Please keep in mind that package-development is outside the scope of this course. That said, we are happy to provide a few pointers, and to encourage you to take the package-development course at the next posit::conf()!

There are two steps, to be run from R within your package-project:

  1. Put the standalone files into your package:

    usethis::use_standalone("r-lib/rlang", file = "types-check")

  2. Make sure you import the {rlang} package.

    usethis::use_package("rlang")
  • If you use {roxygen2} put this line in a conspicuous place, like a -package.R file:

    #' @import rlang

There are some consequences:

  • All the {rlang} functions become available within your package, consider this warning from the {roxygen} documentation:

    It is possible, but not generally recommended to import all functions from a package with @import package.
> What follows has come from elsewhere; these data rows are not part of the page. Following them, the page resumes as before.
PR #6914, opened 2023-01-08
tsnet: add ipn notification callback

morgangallant:
Hey y'all, using `tsnet` for service discovery (i.e. other nodes on the network), figured I'd PR a small change that really helped with this. Previously, if you wanted to keep up to date with peers on the network, you'd have to poll the LocalAPI every few seconds, not super fun. I think `WatchNotifications` itself polls every few seconds under the hood (saw a @bradfitz [TODO](https://github.com/tailscale/tailscale/blob/be67b8e75b9bedb28fc8502c9295fb5f4b3fbb5f/ipn/ipnlocal/local.go#L1809) related to this), though this is likely more efficient than the LocalAPI polling approach mentioned above.

As a (not so great) example, `tsnet` users can now do something like this (to keep track of any peers with matching tags):
```
&tsnet.Server{
	Hostname:  hostname,
	Dir:       dir,
	AuthKey:   authKey,
	Ephemeral: true,
	Logf:      func(format string, args ...any) {},
	NotifyFunc: func(n *ipn.Notify) (keepGoing bool) {
		if n.NetMap != nil {
			ic.mu.Lock()
			existing := make(map[string]struct{}, len(ic.peers))
			for id := range ic.peers {
				existing[id] = struct{}{}
			}
			ic.peers = make(map[string]*tailcfg.Node, len(n.NetMap.Peers))
			for _, p := range n.NetMap.Peers {
				if p.Online == nil || !*p.Online {
					continue
				}
				cloned := p.Clone()
				slices.Sort(cloned.Tags)
				if !slices.Equal(cloned.Tags, ic.selfTags) {
					continue
				}
				ic.peers[cloned.ID.String()] = cloned
				if _, ok := existing[cloned.ID.String()]; ok {
					delete(existing, cloned.ID.String())
				} else {
					log.Printf("found matching peer %q (%v)", cloned.ID, cloned.Addresses)
				}
			}
			for id := range existing {
				log.Printf("peer %q disconnected", id)
			}
			ic.mu.Unlock()
		}
		return true
	},
}
```

Obv. very niche use case, figured I'd open a PR and start a conversation about it. Definitely open to ideas here, and if there's a better approach to solving the same problem, would love to hear it. Thanks!

### DIFF
--- a/tsnet/tsnet.go
+++ b/tsnet/tsnet.go
@@ -88,6 +88,11 @@ type Server struct {
 	// If empty, the Tailscale default is used.
 	ControlURL string
 
+	// NotifyFunc is an optional callback function for engine updates from
+	// the LocalBackend. This can be used as an alternative to polling the
+	// LocalAPI in client applications.
+	NotifyFunc func(*ipn.Notify) (keepGoing bool)
+
 	initOnce         sync.Once
 	initErr          error
 	lb               *ipnlocal.LocalBackend
@@ -342,6 +347,15 @@ func (s *Server) start() (reterr error) {
 	lb, err := ipnlocal.NewLocalBackend(logf, logid, s.Store, "", s.dialer, eng, loginFlags)
 	if err != nil {
 		return fmt.Errorf("NewLocalBackend: %v", err)
+	}
+	if s.NotifyFunc != nil {
+		notifCtx, cancel := context.WithCancel(context.Background())
+		closePool.addFunc(cancel)
+		go lb.WatchNotifications(
+			notifCtx,
+			ipn.NotifyWatchEngineUpdates,
+			s.NotifyFunc,
+		)
 	}
 	lb.SetVarRoot(s.rootPath)
 	logf("tsnet starting with hostname %q, varRoot %q", s.hostname, s.rootPath)


tsnet/tsnet.go
```diff
@@ -343,6 +348,15 @@ func (s *Server) start() (reterr error) {
 	if err != nil {
 		return fmt.Errorf("NewLocalBackend: %v", err)
 	}
+	if s.NotifyFunc != nil {
+		notifCtx, cancel := context.WithCancel(context.Background())
+		closePool.addFunc(cancel)
```
bradfitz, line 353: closePool only closes on error, not when the tsnet.Server is closed.

tsnet/tsnet.go
```diff
@@ -88,6 +88,11 @@ type Server struct {
 	// If empty, the Tailscale default is used.
 	ControlURL string
 
+	// NotifyFunc is an optional callback function for engine updates from
+	// the LocalBackend. This can be used as an alternative to polling the
+	// LocalAPI in client applications.
+	NotifyFunc func(*ipn.Notify) (keepGoing bool)
```
bradfitz, line 94: I think we need to make this more fine-grained for a stable API we can support long-term. This is kinda exposing some guts.

Also, WatchNotifications without letting the user specify what they want to watch isn't enough.

I'd rather put N different callbacks on here to let tsnet.Server users subscribe to specific changes and then we can map that to whatever the WatchNotification subscription bits are needed over time.

And then we can also shut down all the listeners on Close, and then not expose this keepGoing bool.

bradfitz (changes requested):

morgangallant:
Appreciate the review @bradfitz :) Agree that there's likely a cleaner API here, few options:

1. Could convert this into an issue and use that to have a larger discussion re. the proper design / whether this is the right change to go in & be maintained long-term (apologies for not doing this beforehand; didn't read the contributing guide).
2. Could fix up the shutdown stuff + put in the first of the N callbacks, i.e. `OnNetMapUpdate` or something like that (which'd lay the groundwork for any future callbacks, i.e. engine status, ipn state, prefs, etc).

Happy to do either — lmk!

This is risky if you import functions from more than one package, because while it might be ok today, in the future the packages might end up with a function having the same name, and your users will get a warning every time your package is loaded.

  • All the functions in the standalone files are similarly available form within your package.

FWIW, the Tidyverse team make this bargain with themselves, but they know much more about {rlang} than the rest of us.

In the future, the Tidyverse team may provide a more-focused way of doing this. If/when they do, your standalone files will continue to work; you need not do anything.

However, if you want to make the switch, you will have to be careful about unwinding your {rlang} imports, and any custom-checkers you may have built.